An adaptive deep reinforcement learning framework enables curling robots with human-like performance in real-world conditions
Bringing AI outside the lab is a formidable challenge, since the real world is full of uncertainty, non-stationarity, and plenty of unknown hidden states. Therefore, training an AI system starting from simulated data mimicking the reality will only provide limited success when released into the wild. This is a challenging problem as the real-world exhibits vast numbers of latent variables and confounders that vary over time, which can have a profound effect on the performance of an AI system. Moreover, the real world shows large uncertainties, which may be too complex and ill-defined to be modeled with the required accuracy. Thus, it becomes necessary to encompass uncertainty into the modeling effort and, furthermore, to measure and approximate changes in real-world environments.
The game of curling can be considered a good testbed for studying the interaction between artificial intelligence systems and the real-world. Curling has been described as a combination of bowling and chess; it is a turn-based game in which two teams play alternately on the ice sheet, requiring a high level of strategic thinking and performance. Curling is challenging because it requires precise throwing (robot control problem) and strategic planning to win. Moreover, the environmental characteristics change at every moment, and every throw has an impact on the outcome of the match. Moreover, we had to address the issue of transferring from a simulation to a real environment with high uncertainty and needed to propose an adaptation to a dynamically changing environment where relearning is not a possibility. Basically, this is a big issue in a real-world problem. In many real-world problems, sufficient time was not allocated to adapt to the changing environment.

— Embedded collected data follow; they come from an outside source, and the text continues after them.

PR #1420, opened 2023-06-09
Only use PPM for binary installs

### LINKED ISSUE #927: renv does not honour the type="source" argument when installing from renv but keeps installing binary versions of package
**Expected behaviour:** 

- step 1 is using renv to detect binary packages appropriate for the client system and uses those as default behaviour. 
- step 2 and 3 honour the type="source" argument and stick to download sources

**Actual behaviour**

- step 1 is ok
- step 2 and 3 are installing binaries despite type="source" being set. 

**Reproducible example** 

See below. Run in  docker container `rocker/r-ver:4.1.2` after running
```bash
apt-get update && apt-get install libxt6 libxtst6 pandoc vim
R -q -e "install.packages(c('styler','reprex'))
```

**Note**: Example below uses admin privileges to install renv but if renv is already present this step can easily be omitted. 

``` r
# Set up immutable URL from public RSPM 
options(repos = "https://packagemanager.rstudio.com/all/2022-01-31+MTo3OTU2NzYxLDI6NDUyNjIxNTs5RDdCN0EyMg")

# pre-requisites: setup workdir and install renv into R library

testdir<-paste0(Sys.getenv("HOME"), "/renv-test")
dir.create(testdir)
setwd(testdir)
install.packages("renv", paste0(Sys.getenv("R_HOME"),"/library/"))
#> Updating HTML index of packages in '.Library'
#> Making 'packages.html' ... done

# step 1: Create fresh renv, install SuppDists package and clean up renv in workdir

renv::init()
#> * Initializing project ...
#> * Discovering package dependencies ... Done!
#> * Copying packages into the cache ... Done!
#> * Lockfile written to '~/renv-test/renv.lock'.
renv::install("SuppDists")
#> Retrieving 'https://packagemanager.rstudio.com/all/__linux__/focal/2022-01-31+MTo3OTU2NzYxLDI6NDUyNjIxNTs5RDdCN0EyMg/src/contrib/SuppDists_1.1-9.7.tar.gz' ...
#>  OK [downloaded 331.9 Kb in 2.4 secs]
#> Installing SuppDists [1.1-9.7] ...
#>  OK [installed binary]
#> Moving SuppDists [1.1-9.7] into the cache ...
#>  OK [moved to cache in 1.8 milliseconds]

system("rm -rf renv* .Rprofile")

# step 2: Repeat step 1 with type="source" 

renv::init()
#> * Initializing project ...
#> * Discovering package dependencies ... Done!
#> * Copying packages into the cache ... Done!
#> * Lockfile written to '~/renv-test/renv.lock'.
renv::install("SuppDists", type="source")
#> Installing SuppDists [1.1-9.7] ...
#>  OK [linked cache]

system("rm -rf renv* .Rprofile")

# step 3: Repeat step 2 but additionally cleaning up renv cache befor running renv 

system(paste0("rm -rf ",Sys.getenv("HOME"), "/.cache"))

renv::init()
#> * Initializing project ...
#> * Discovering package dependencies ... Done!
#> * Copying packages into the cache ... Done!
#> * Lockfile written to '~/renv-test/renv.lock'.
renv::install("SuppDists", type="source")
#> Retrieving 'https://packagemanager.rstudio.com/all/__linux__/focal/2022-01-31+MTo3OTU2NzYxLDI6NDUyNjIxNTs5RDdCN0EyMg/src/contrib/SuppDists_1.1-9.7.tar.gz' ...
#>  OK [downloaded 331.9 Kb in 1.1 secs]
#> Installing SuppDists [1.1-9.7] ...
#>  OK [installed binary]
#> Moving SuppDists [1.1-9.7] into the cache ...
#>  OK [moved to cache in 1.6 milliseconds]

system("rm -rf renv* .Rprofile") 
```

<sup>Created on 2022-02-02 by the [reprex package](https://reprex.tidyverse.org) (v2.0.1)</sup>

hadley:
Fixes #927

An alternative fix would be to change the default for `pkgType` to "both" (or maybe binary?). But I'm not sure what the implications of that would be on linux.

### DIFF
--- a/R/install.R
+++ b/R/install.R
@@ -129,6 +129,7 @@ install <- function(packages = NULL,
   libpaths <- renv_libpaths_resolve(library)
   renv_scope_libpaths(libpaths)
 
+  is_binary <- !identical(type, "source")
   type <- type %||% getOption("pkgType")
   renv_scope_options(pkgType = type)
 
@@ -185,7 +186,7 @@ install <- function(packages = NULL,
   )
 
   # retrieve packages
-  records <- retrieve(names(remotes))
+  records <- retrieve(names(remotes), is_binary = is_binary)
   if (empty(records)) {
     writef("* There are no packages to install.")
     return(invisible(list()))
--- a/R/retrieve.R
+++ b/R/retrieve.R
@@ -4,7 +4,7 @@
 # this routine retrieves a package + its dependencies, and as a side
 # effect populates the restore state's `retrieved` member with a
 # list of package records which can later be used for install
-retrieve <- function(packages) {
+retrieve <- function(packages, is_binary = TRUE) {
 
   # confirm that we have restore state set up
   state <- renv_restore_state()
@@ -15,7 +15,7 @@ retrieve <- function(packages) {
   options(repos = renv_repos_normalize())
 
   # transform repository URLs for PPM
-  if (renv_ppm_enabled()) {
+  if (is_binary && renv_ppm_enabled()) {
     repos <- getOption("repos")
     renv_scope_options(repos = renv_ppm_transform(repos))
   }


R/install.R
```diff
@@ -129,6 +129,7 @@ install <- function(packages = NULL,
   libpaths <- renv_libpaths_resolve(library)
   renv_scope_libpaths(libpaths)
 
+  is_binary <- !identical(type, "source")
```
kevinushey, line 132: You could also do something like `renv_scope_envvars(RENV_PPM_ENABLED = "FALSE")` to avoid needing to pass this along the call stack, and also ensure transformation is handled consistently anywhere else we do this, e.g.

https://github.com/rstudio/renv/blob/47e0d46d489057de87f1e004d560ef7a11cdbadb/R/pak.R#L60-L62

kevinushey:
As an aside, R doesn't let you use `type = "binary"` with a plain `install.packages()`, e.g.

```
> install.packages("rlang", type = "binary")
Error in install.packages("rlang", type = "binary") : 
  type 'binary' is not supported on this platform
```

R/install.R
hadley: Or maybe new `renv_scope_ppm_repos()` which could automatically check `renv_ppm_enabled()`?

kevinushey: Good idea!

kevinushey:
I'm going to try and take a look here in a separate PR.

In curling, there is no time for relearning during a curling match due to the timing rules of the game; in addition, very little to no information is available on the nature of the environmental change. Furthermore, every throw (episode) has a large impact on the outcome of the match. This case study contains challenges related to using robotic systems in real-world environments: strong temporal variability, uncertainties, and continuousness.
Curly, the AI curling robot system, consists of the curling AI (strategy planning model, adaptation model to the dynamically changing environment in a real icy world, a curling simulator) and two curling robots (skip-/thrower-Curly) (Figure 1). We succeeded not only in terms of strategic planning but also with respect to the real-time adaptation within the real curling game setting.

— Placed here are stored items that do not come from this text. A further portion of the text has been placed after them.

PR #1421, opened 2023-06-09
vendor: default version and trapped download failures

### LINKED ISSUE #1418: vendor: branch install encounters untar error
```r
remotes::install_github("rstudio/renv", "bugfix/binary-install-test")
renv:::vendor()
#> * Downloading from GitHub ... FAILED
#> Error in utils::untar(tarfile = tarfile, files = files, list = list, exdir = exdir,  : 
#>   invalid 'tarfile' argument
```

aronatkins:
Traps download failures, as we were attempting to `untar(FALSE)` before. Default the vendor version to the current renv version. Print the version when downloading from GitHub.

This lets me successfully:

```
remotes::install_github("rstudio/renv", "aron-vendor-untar-fix")
renv:::vendor()
```

Feel free to discard/reimplement if the intent was some other interaction with `vendor`.

Fixes #1418

Note: Rooted on https://github.com/rstudio/renv/pull/1407 because that's the change I wanted to use.

### DIFF
--- a/R/vendor.R
+++ b/R/vendor.R
@@ -44,7 +44,7 @@ vendor <- function(version    = NULL,
   }
 
   # get renv sources
-  sources <- sources %||% renv_vendor_sources(version)
+  sources <- sources %||% renv_vendor_sources(version %||% renv_metadata_version())
 
   # re-compute renv version from sources
   version <- renv_description_read(path = sources, field = "Version")
--- a/R/vendor.R
+++ b/R/vendor.R
@@ -20,9 +20,10 @@
 #' need to rely on renv internal functions, we strongly recommend testing
 #' your usages of these functions to avoid potential breakage.
 #'
-#' @param version The version of renv to vendor. If `NULL` (the default),
-#'   the current version of renv will be used. Ignored if `sources`
-#'   is non-`NULL`.
+#' @param version The version of renv to vendor. A Git tag targets a CRAN
+#'   version and "main" references the latest development version of renv. Use
+#'   a Git branch name or commit SHA to target other versions. Ignored when
+#'   `sources` is non-`NULL`.
 #'
 #' @param sources The path to local renv sources to be vendored.
 #'
@@ -44,7 +45,12 @@ vendor <- function(version    = NULL,
   }
 
   # get renv sources
-  sources <- sources %||% renv_vendor_sources(version %||% renv_metadata_version())
+  if (is.null(sources)) {
+    if (is.null(version)) {
+      stop("Specify an renv version or a path to renv sources")
+    }
+    sources <- renv_vendor_sources(version)
+  }
 
   # re-compute renv version from sources
   version <- renv_description_read(path = sources, field = "Version")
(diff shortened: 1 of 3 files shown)


R/vendor.R
```diff
@@ -45,7 +45,7 @@ vendor <- function(version    = NULL,
   }
 
   # get renv sources
-  sources <- sources %||% renv_vendor_sources(version)
+  sources <- sources %||% renv_vendor_sources(version %||% renv_metadata_version())
```
kevinushey, line 48: I think this now needs to be a commit SHA rather than a version, now that we're no longer tagging every renv commit. @hadley, what do you think the right approach is? If `version` is NULL, should we just use the SHA associated with the tip of main?

R/vendor.R
```diff
@@ -150,6 +150,9 @@ renv_vendor_imports <- function() {
 renv_vendor_sources <- function(version = renv_metadata_version()) {
 
   tarball <- renv_bootstrap_download_github(version)
```
kevinushey, line 152: Maybe we should alter this function so that it either returns a path, or emits an error (instead of FALSE)?

R/vendor.R
aronatkins: With these changes, it used e7ec59ff4a92ec15583ac60faa1100f5b490af34 after I had installed this branch with remotes.

```r
renv:::renv_metadata_version()
#> [1] "e7ec59ff4a92ec15583ac60faa1100f5b490af34"
``` 

From the DESCRIPTION:

```
RemoteSha: e7ec59ff4a92ec15583ac60faa1100f5b490af34
```

There is definitely a question about how folks are going to use vendor... will they use vendor to incorporate the code for the version of renv installed locally, or should we require a remote reference? If we have a remote reference, then there is a risk of that remote version needing some alternate strategy for composing all the code.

While deep reinforcement learning (DRL) methods have been successfully applied to games in discrete action spaces, numerous real-world reinforcement learning (RL) applications require an agent to select optimal actions from a continuous action space. We will contribute an adaptation framework and testbed application to this transfer challenge. Our proposed adaptation framework extends standard DRL using temporal features, which learn to compensate for the uncertainties and non-stationarities that are an unavoidable part of curling (Figure 2). Specifically, we show that the adaptation is crucial and compares very favorably to just transferring a model trained on physics-based simulations of curling. Moreover, we report a curling robot that can achieve human-level performance in the game of curling using an adaptive deep reinforcement learning framework. Our curling robot, Curly, was able to win three of four official matches against expert human teams [top-ranked women’s curling teams and Korea national wheelchair curling team (reserve team)]. In summary, our paper contributes to the deep question of how to transfer a DRL learning model from simulation data to the real uncertain world demonstrating that the present gap between the simulation and the real-world can indeed be significantly narrowed.

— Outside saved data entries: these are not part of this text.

PR #1423, opened 2023-06-09
Refactor `renv_package_checking()`

### LINKED ISSUE #1298: improve handling of renv state directories in R CMD check
From Professor Ripley:

> (On macoS as their directories are reported as zero size):
> 
> du -h /Users/ripley/Library/Caches/org.R-project.R/R
>    0B   /Users/ripley/Library/Caches/org.R-project.R/R/dipsaus/file_locks
>    0B   /Users/ripley/Library/Caches/org.R-project.R/R/dipsaus
>    0B   /Users/ripley/Library/Caches/org.R-project.R/R/R.cache/styler/1.9.1
>    0B   /Users/ripley/Library/Caches/org.R-project.R/R/R.cache/styler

The use of explainable AI techniques to gain a further understanding of critical shot impacts, thus allowing the curling AI and its creators to learn better from their mistakes, will be interesting for future studies. Moreover, cases of extreme changes, such as sweeping in curling, deserve further investigation. Last, we note that the insights obtained within our framework on how to alleviate challenges such as strong temporal variability, uncertainties, and continuousness are readily transferable for contributing to other real-world applications of comparable complexity in robotics and beyond (e.g., autonomous drone, etc.).
This work has been done by Professor Seong-Whan Lee and his team at Korea University in Korea.